= Instructions to follow =
Only one stretch of the listing below is wanted. Give it again exactly, from the line with "enhanced dev_test.m robustness" through the line with "crollinson: When proposing".

= Dataset content =
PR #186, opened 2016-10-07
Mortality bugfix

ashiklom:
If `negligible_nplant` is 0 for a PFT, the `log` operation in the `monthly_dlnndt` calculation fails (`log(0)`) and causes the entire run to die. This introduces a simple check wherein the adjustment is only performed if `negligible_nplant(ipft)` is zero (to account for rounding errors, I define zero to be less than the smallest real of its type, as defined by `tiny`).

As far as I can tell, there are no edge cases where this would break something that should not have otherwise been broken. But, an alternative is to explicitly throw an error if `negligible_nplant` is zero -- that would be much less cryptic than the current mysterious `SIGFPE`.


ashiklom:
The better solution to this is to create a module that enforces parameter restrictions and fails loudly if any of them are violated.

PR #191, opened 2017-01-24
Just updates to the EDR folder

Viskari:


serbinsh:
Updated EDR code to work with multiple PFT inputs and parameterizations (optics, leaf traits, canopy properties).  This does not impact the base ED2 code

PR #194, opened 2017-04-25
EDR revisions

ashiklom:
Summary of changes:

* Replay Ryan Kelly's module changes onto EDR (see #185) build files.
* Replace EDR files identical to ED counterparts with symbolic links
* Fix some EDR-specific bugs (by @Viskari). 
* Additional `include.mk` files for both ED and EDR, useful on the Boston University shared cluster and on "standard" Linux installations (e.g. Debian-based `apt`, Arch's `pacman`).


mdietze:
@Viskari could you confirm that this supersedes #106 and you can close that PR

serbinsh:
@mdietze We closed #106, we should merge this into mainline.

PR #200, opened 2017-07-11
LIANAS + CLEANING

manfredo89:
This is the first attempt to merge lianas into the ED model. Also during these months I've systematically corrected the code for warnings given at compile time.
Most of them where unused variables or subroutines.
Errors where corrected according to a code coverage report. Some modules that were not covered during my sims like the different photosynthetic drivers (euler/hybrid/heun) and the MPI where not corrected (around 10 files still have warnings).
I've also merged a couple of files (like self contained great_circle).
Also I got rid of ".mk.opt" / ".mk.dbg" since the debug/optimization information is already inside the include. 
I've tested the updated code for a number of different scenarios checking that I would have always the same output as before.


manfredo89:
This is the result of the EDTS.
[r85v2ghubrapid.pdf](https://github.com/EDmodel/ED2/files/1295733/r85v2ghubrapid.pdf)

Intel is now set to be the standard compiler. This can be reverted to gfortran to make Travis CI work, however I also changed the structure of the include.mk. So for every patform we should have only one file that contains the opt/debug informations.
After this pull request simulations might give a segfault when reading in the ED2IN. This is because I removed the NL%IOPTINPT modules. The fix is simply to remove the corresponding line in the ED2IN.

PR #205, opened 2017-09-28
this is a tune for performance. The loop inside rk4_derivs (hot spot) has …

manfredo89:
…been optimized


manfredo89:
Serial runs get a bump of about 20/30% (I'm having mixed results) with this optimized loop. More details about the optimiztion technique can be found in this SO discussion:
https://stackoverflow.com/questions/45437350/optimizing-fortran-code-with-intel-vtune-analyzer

* * *

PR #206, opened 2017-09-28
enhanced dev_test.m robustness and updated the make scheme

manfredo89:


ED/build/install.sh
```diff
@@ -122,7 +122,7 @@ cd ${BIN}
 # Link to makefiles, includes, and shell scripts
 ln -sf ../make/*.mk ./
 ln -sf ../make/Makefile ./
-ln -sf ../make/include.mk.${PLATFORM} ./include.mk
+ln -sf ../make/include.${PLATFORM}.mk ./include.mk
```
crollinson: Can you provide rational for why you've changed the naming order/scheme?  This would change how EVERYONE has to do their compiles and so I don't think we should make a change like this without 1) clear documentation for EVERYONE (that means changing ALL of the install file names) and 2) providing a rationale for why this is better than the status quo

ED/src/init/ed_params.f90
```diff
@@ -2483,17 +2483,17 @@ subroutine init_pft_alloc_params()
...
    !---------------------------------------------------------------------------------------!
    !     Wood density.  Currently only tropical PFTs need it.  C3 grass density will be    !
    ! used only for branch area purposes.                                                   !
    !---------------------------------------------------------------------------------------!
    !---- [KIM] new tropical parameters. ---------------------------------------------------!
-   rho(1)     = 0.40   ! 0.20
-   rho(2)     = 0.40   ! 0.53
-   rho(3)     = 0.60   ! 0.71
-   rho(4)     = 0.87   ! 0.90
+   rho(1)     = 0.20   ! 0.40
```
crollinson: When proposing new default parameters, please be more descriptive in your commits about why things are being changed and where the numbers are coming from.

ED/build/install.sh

= Task result =
enhanced dev_test.m robustness and updated the make scheme

manfredo89:


ED/build/install.sh
```diff
@@ -122,7 +122,7 @@ cd ${BIN}
 # Link to makefiles, includes, and shell scripts
 ln -sf ../make/*.mk ./
 ln -sf ../make/Makefile ./
-ln -sf ../make/include.mk.${PLATFORM} ./include.mk
+ln -sf ../make/include.${PLATFORM}.mk ./include.mk
```
crollinson: Can you provide rational for why you've changed the naming order/scheme?  This would change how EVERYONE has to do their compiles and so I don't think we should make a change like this without 1) clear documentation for EVERYONE (that means changing ALL of the install file names) and 2) providing a rationale for why this is better than the status quo

ED/src/init/ed_params.f90
```diff
@@ -2483,17 +2483,17 @@ subroutine init_pft_alloc_params()
...
    !---------------------------------------------------------------------------------------!
    !     Wood density.  Currently only tropical PFTs need it.  C3 grass density will be    !
    ! used only for branch area purposes.                                                   !
    !---------------------------------------------------------------------------------------!
    !---- [KIM] new tropical parameters. ---------------------------------------------------!
-   rho(1)     = 0.40   ! 0.20
-   rho(2)     = 0.40   ! 0.53
-   rho(3)     = 0.60   ! 0.71
-   rho(4)     = 0.87   ! 0.90
+   rho(1)     = 0.20   ! 0.40
```
crollinson: When proposing new default parameters, please be more descriptive in your commits about why things are being changed and where the numbers are coming from.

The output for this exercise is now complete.